Cancer starts when cells in the body begin to grow out of control. Cells in nearly any part of the body can become cancer, and can spread to other areas of the body. To learn more about how cancers start and spread, see What Is Cancer?

Multiple myeloma is a cancer formed by malignant plasma cells. Normal plasma cells are found in the bone marrow and are an important part of the immune system.

The immune system is made up of several types of cells that work together to fight infections and other diseases. Lymphocytes (lymph cells) are the main cell type of the immune system. The major types of lymphocytes are T cells and B cells.

When B cells respond to an infection, they mature and change into plasma cells. Plasma cells make the antibodies (also called immunoglobulins) that help the body attack and kill germs. Lymphocytes are in many areas of the body, such as lymph nodes, the bone marrow, the intestines, and the bloodstream. Plasma cells, however, are mainly found in the bone marrow. Bone marrow is the soft tissue inside some hollow bones. In addition to plasma cells, normal bone marrow has cells that make the different normal blood cells.

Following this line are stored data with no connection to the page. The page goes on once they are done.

PR #5258, opened 2022-10-13
feat: Create Webhook Sender [WEB-213]

julian-determined-ai:
## Description
feat: Create Webhook Sender [WEB-213]

This PR also implements:
https://determinedai.atlassian.net/browse/WEB-217
https://determinedai.atlassian.net/browse/WEB-214
https://determinedai.atlassian.net/browse/WEB-212

This PR contains the backend updates needed to support webhooks in determined. A `webhook_event_que` table has been added which is the que for webhook events. When an experiment state change occurs, if any triggers exist for a webhook related to the state change then the appropriate payload for the webhook type is created and saved to the event que. An `event` shipper has been created that will pull events from the que and attempt to deliver events to the webhook URL. 

### Security and Signed Payload

Each Webhook request will include a signed payload that users can use to verify each event was sent from Determined. This will require that users define a `webhook_signing_key` for signing. If a webhook signing key is not provided then one will be generated for the user.

#### Setting the Key
The signing key can be set in the following ways:

1. In the master `yaml` configuration file by adding:
```
      # config_file is just a master.yaml
      config_file:
        webhook:
          signing_key: <signing_key_value>
```

2. By setting a `DET_WEBHOOK_SIGNING_KEY` environment variable. 
3. By specifying a `---security-webhook-signing-key` flag 

### Event Payloads

Currently we will support two separate types of Webhooks `Slack` and `Default`. A payload for a Default webhook will contain information about the event itself, the trigger for the event, and the appropriate entity that triggered the event. Since we only support experiment state changes for now all payloads will look like: 

```
{
  "event_id": "4cd26e62-60c6-4a8b-8d03-7629091a4ef5".   // unique event uuid,
  "event_type": "EXPERIMENT_STATE_CHANGE" // the trigger type for the event,
  "timestamp": 1665689991 // the timestamp of the event occurence,
  "condition": {. 
    "state": "COMPLETED". // the condition that triggered the event for now the condition will always be of this format and contain either "COMPLETED" or "ERRORED"
  },
  "event_data": {
    "experiment": {
      "id": 41, 
      "state": "COMPLETED",
      "name": "cifar10_pytorch_const",
      "duration": 41, // this is in seconds
      "resource_pool": "default",
      "slots": 0,
      "workspace": "test workspace", // name of the workspace
      "project": "test project" // name of the project
    }
  }
}
```

A `Base URL` configuration has been added that will be used to allow us to link users to Workspaces, Projects, and Experiments. It is discussed in the docs here: https://github.com/determined-ai/determined/blob/master/docs/integrations/notification/slack.rst

### Retrieving the Key

The key can be found in the cluster configuration. For example it will be returned in `api/v1/master/config`.

### Examples

Example Default Webhook Payload:
Screen Shot 2022-10-13 at 4 07 56 PM

Example Slack Message:
Screen Shot 2022-10-13 at 4 09 21 PM

Example Test Default Payload:

Screen Shot 2022-10-13 at 4 21 10 PM

Example Test Slack Payload:
Screen Shot 2022-10-13 at 4 52 22 PM

## Test Plan
1. Create a webhook of type Slack and Default in Determined. Add triggers for "Completed" and "Errored" experiments. For the Default webhook I suggest getting a URL from https://webhook.site. For a Slack URL you can use the Test Webhook Service slack application here: https://api.slack.com/apps/A040M5WLT3N/incoming-webhooks
2. Run an experiment that will either fail or complete. 
3. Check to ensure that both the default and slack destinations received a webhook request and are formatted correctly. 
4. Start an experiment that is in a project and set the cluster `WEBHOOK_BASE_URL`. Ensure that the Slack message correctly contains links to the experiment, workspace, and project. 
5. Check the cluster configuration and ensure that a `webhook_signing_key` has been set by default.
6. Specify a `webhook_signing_key`. Check the webhook configuration and ensure that the correct value is set. 
 

## Checklist

[WEB-213]: https://determinedai.atlassian.net/browse/WEB-213?atlOrigin=eyJpIjoiNWRkNTljNzYxNjVmNDY3MDlhMDU5Y2ZhYzA5YTRkZjUiLCJwIjoiZ2l0aHViLWNvbS1KU1cifQ


julian-determined-ai:
@gt2345 great call out. Referring to the convo here: https://determined-ai.slack.com/archives/C03LE5Z8R46/p1666105393504059?thread_ts=1666104599.960889&cid=C03LE5Z8R46 the plan is to show global permissions in a separate UI. 

I added a `getAssignableWorkspaceRoles` method that will hide global roles. I am going to mention in RBAC that we will need a better way to filter this roles.

master/internal/webhooks/postgres_webhook.go
```diff
@@ -50,3 +74,238 @@ func DeleteWebhook(ctx context.Context, id WebhookID) error {
...
+	if err != nil {
+		return nil, fmt.Errorf("error creating slack payload: %w", err)
+	}
+	return message, nil
+}
+
+type eventBatch struct {
+	tx       *bun.Tx
+	events   []Event
+	consumed bool
```
ioga, line 279: this flag may not be necessary. e.g. we often have a pattern like this for rollback:

```
	defer func() {
		if err = tx.Rollback(); err != nil && err != sql.ErrTxDone {
			log.WithError(err).Error("error rolling back transaction in create workspace")
		}
	}()
```
this way, the fact if the tx has been committed or now will be utilized instead.

master/internal/webhooks/postgres_webhook.go
```diff
@@ -50,3 +74,238 @@ func DeleteWebhook(ctx context.Context, id WebhookID) error {
...
+
+func (b *eventBatch) close() error {
+	if !b.consumed {
+		return b.tx.Rollback()
+	}
+	return nil
+}
+
+func (b *eventBatch) consume() error {
+	b.consumed = true
```
ioga, line 290: maybe just call these `rollback` and `commit`?

master/internal/webhooks/postgres_webhook_intg_test.go
```diff
@@ -0,0 +1,349 @@
...
+		batch, err = dequeueEvents(ctx, maxEventBatchSize)
+		require.NoError(t, batch.consume())
+		require.NoError(t, err)
+		require.Equal(t, 1, len(batch.events))
+	})
+}
+
+func clearWebhooksTables(ctx context.Context, t *testing.T) {
+	t.Log("clear webhooks db")
+	_, err := db.Bun().NewDelete().Model((*Webhook)(nil)).Where("1=1").Exec(ctx)
```
ioga, line 345: `.Where("true")`

master/internal/webhooks/shipper.go
```diff
@@ -0,0 +1,231 @@
...
+		return 0, err
+	}
+
+	if err := b.consume(); err != nil {
+		return 0, fmt.Errorf("consuming batch: %w", err)
+	}
+	return len(b.events), nil
+}
+
+func (w *worker) backoff() backoff.BackOff {
```
ioga, line 176: doesn't have to be a worker method
```suggestion
func backoff() backoff.BackOff {
```

master/internal/webhooks/shipper_test.go
```diff
@@ -0,0 +1,184 @@
...
+	"golang.org/x/exp/maps"
+
+	"github.com/determined-ai/determined/master/internal/db"
+	"github.com/determined-ai/determined/master/pkg/model"
+	"github.com/determined-ai/determined/master/pkg/schemas"
+	"github.com/determined-ai/determined/master/pkg/schemas/expconf"
+)
+
+const (
+	pathToMigrations = "file://../../static/migrations"
```
ioga, line 25: I believe we already have a constant for that: https://github.com/determined-ai/determined/blob/master/master/internal/cache/cache_intg_test.go#L21

master/internal/webhooks/webhook.go
```diff
@@ -179,3 +183,96 @@ func (t TriggerType) Proto() webhookv1.TriggerType {
...
+
+// Proto returns a proto from a TriggerType.
+func experimentToWebhookPayload(e model.Experiment) *ExperimentPayload {
+	var duration int
+	if e.EndTime != nil {
+		duration = int(e.EndTime.Sub(e.StartTime).Seconds())
+	}
+
+	var slots int
+	if s := e.Config.Resources().Slots(); s != nil {
```
ioga, line 195: 1. I thought for an experiment `Slots` would always be empty, and the correct field is `SlotsPerTrial`? 
2. What should be the meaning of this field in payload for multi-trial experiments? slots per trial? slots per trial multiplied by number of trials?

master/internal/webhooks/shipper_test.go
julian-determined-ai: updated!

master/internal/webhooks/shipper.go
julian-determined-ai: updated

master/internal/webhooks/postgres_webhook.go
julian-determined-ai: updated

master/internal/webhooks/postgres_webhook.go
```diff
@@ -50,3 +74,238 @@ func DeleteWebhook(ctx context.Context, id WebhookID) error {
 	}
 	return nil
 }
+
+// CountEvents returns the total number of events from the DB.
+func CountEvents(ctx context.Context) (int, error) {
+	return db.Bun().NewSelect().Model((*Event)(nil)).Count(ctx)
+}
+
+// ReportExperimentStateChanged adds webhook events to the que.
```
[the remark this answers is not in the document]
julian-determined-ai: fixed

master/internal/webhooks/postgres_webhook.go
```diff
@@ -50,3 +74,238 @@ func DeleteWebhook(ctx context.Context, id WebhookID) error {
 	}
 	return nil
 }
+
+// CountEvents returns the total number of events from the DB.
+func CountEvents(ctx context.Context) (int, error) {
+	return db.Bun().NewSelect().Model((*Event)(nil)).Count(ctx)
+}
+
```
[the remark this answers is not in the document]
julian-determined-ai: updated

master/internal/config/config.go
```diff
@@ -225,6 +238,14 @@ func (c *Config) Resolve() error {
 		c.ResourceManager.AgentRM.Scheduler = DefaultSchedulerConfig()
 	}
 
+	if c.Webhooks.SigningKey == "" {
+		b := make([]byte, 6)
+		if _, err := rand.Read(b); err != nil {
+			return err
+		}
+		c.Webhooks.SigningKey = hex.EncodeToString(b)
+	}
```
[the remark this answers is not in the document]
julian-determined-ai: Sorry if this was unclear but both are true. The signing key is required, but if one is not provided then it will be generated, in which case users will need to view their cluster configuration to see the generated key.

master/internal/config/config.go
```diff
@@ -72,6 +74,12 @@ type DBConfig struct {
 	SSLRootCert string `json:"ssl_root_cert"`
 }
 
+// WebhooksConfig hosts configuration fields for webhook functionality.
+type WebhooksConfig struct {
+	BaseURL    string `json:"base_url"`
+	SigningKey string `json:"signing_key"`
```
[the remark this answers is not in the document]
julian-determined-ai: @ioga I began making this update, how do I handle the flags? I had to remove the flags https://github.com/determined-ai/determined/pull/5258/commits/6fd437ea8e435168a7adec6b3f7cc6b6d1912e2c#diff-5d11e06d39592d7df703d9e9ed7d3c5c9210b7e39093128e3fa50383c6aba26cL119

for example how do I correctly set up
```
registerString(flags, name("webhooks", "base-url"),
		defaults.Webhooks.BaseURL, "Base URL to access Determined Web Application")
```
 since there are expecting pointers that could be nil if no value is specified?

master/internal/webhooks/webhook.go
julian-determined-ai: Thanks for pointing this out. This value should represent `slotsPerTrial` I have updated a comment in the payload documentation to show this. I am open to making this less ambiguous if we feel the need to.

ioga: I'd call this field "slots per trial" in the payload as well to avoid the confusion if we ever want to add total slots.

master/internal/webhooks/postgres_webhook.go
stoksc: eh, i mean, i dont agree? you are getting an batch of events and optionally consuming it. maybe consume/release or delete/abort ?

master/internal/webhooks/shipper_test.go
stoksc: i feel it is _technically_ correct for this to be a package specific constant, since it is the path to migration from the pacakge

ioga (approved):
lgtm except for
- slots per trial naming in payload
- passing lint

When plasma cells become cancerous and grow out of control, they can produce a tumor called a plasmacytoma. These tumors generally develop in a bone, but they are also rarely found in other tissues. If someone has only a single plasma cell tumor, the disease is called an isolated (or solitary) plasmacytoma. If someone has more than one plasmacytoma, they have multiple myeloma.

Multiple myeloma is characterized by several features, including:

Low blood counts

In multiple myeloma, the overgrowth of plasma cells in the bone marrow can crowd out normal blood-forming cells, leading to low blood counts. This can cause anemia – a shortage of red blood cells. People with anemia become pale, weak, and fatigued. Multiple myeloma can also cause the level of platelets in the blood to become low (called thrombocytopenia). This can lead to increased bleeding and bruising. Another condition that can develop is leukopenia – a shortage of normal white blood cells. This can lead to problems fighting infections.

Bone and calcium problems

Myeloma cells also interfere with cells that help keep the bones strong. Bones are constantly being remade to keep them strong. Two major kinds of bone cells normally work together to keep bones healthy and strong. The cells that lay down new bone are called osteoblasts. The cells that break down old bone are called osteoclasts. Myeloma cells make a substance that tells the osteoclasts to speed up dissolving the bone. Since the osteoblasts do not get a signal to put down new bone, old bone is broken down without new bone to replace it. This makes the bones weak and they break easily. Fractured bones are a major problem in people with myeloma. This increase in bone break-down can also raise calcium levels in the blood. (Problems caused by high calcium levels are discussed in the section “How is multiple myeloma diagnosed?”)

Infections

Abnormal plasma cells do not protect the body from infections. As mentioned before, normal plasma cells produce antibodies that attack germs. For example, if you developed pneumonia, normal plasma cells would produce antibodies aimed at the specific bacteria that were causing the illness. These antibodies help the body attack and kill the bacteria. In multiple myeloma, the myeloma cells crowd out the normal plasma cells, so that antibodies to fight the infection can’t be made. The antibody made by the myeloma cells does not help fight infections. That’s because the myeloma cells are just many copies of the same plasma cell – all making copies of the same exact (or monoclonal) antibody.

Kidney problems

The antibody made by myeloma cells can harm the kidneys. This can lead to kidney damage and even kidney failure.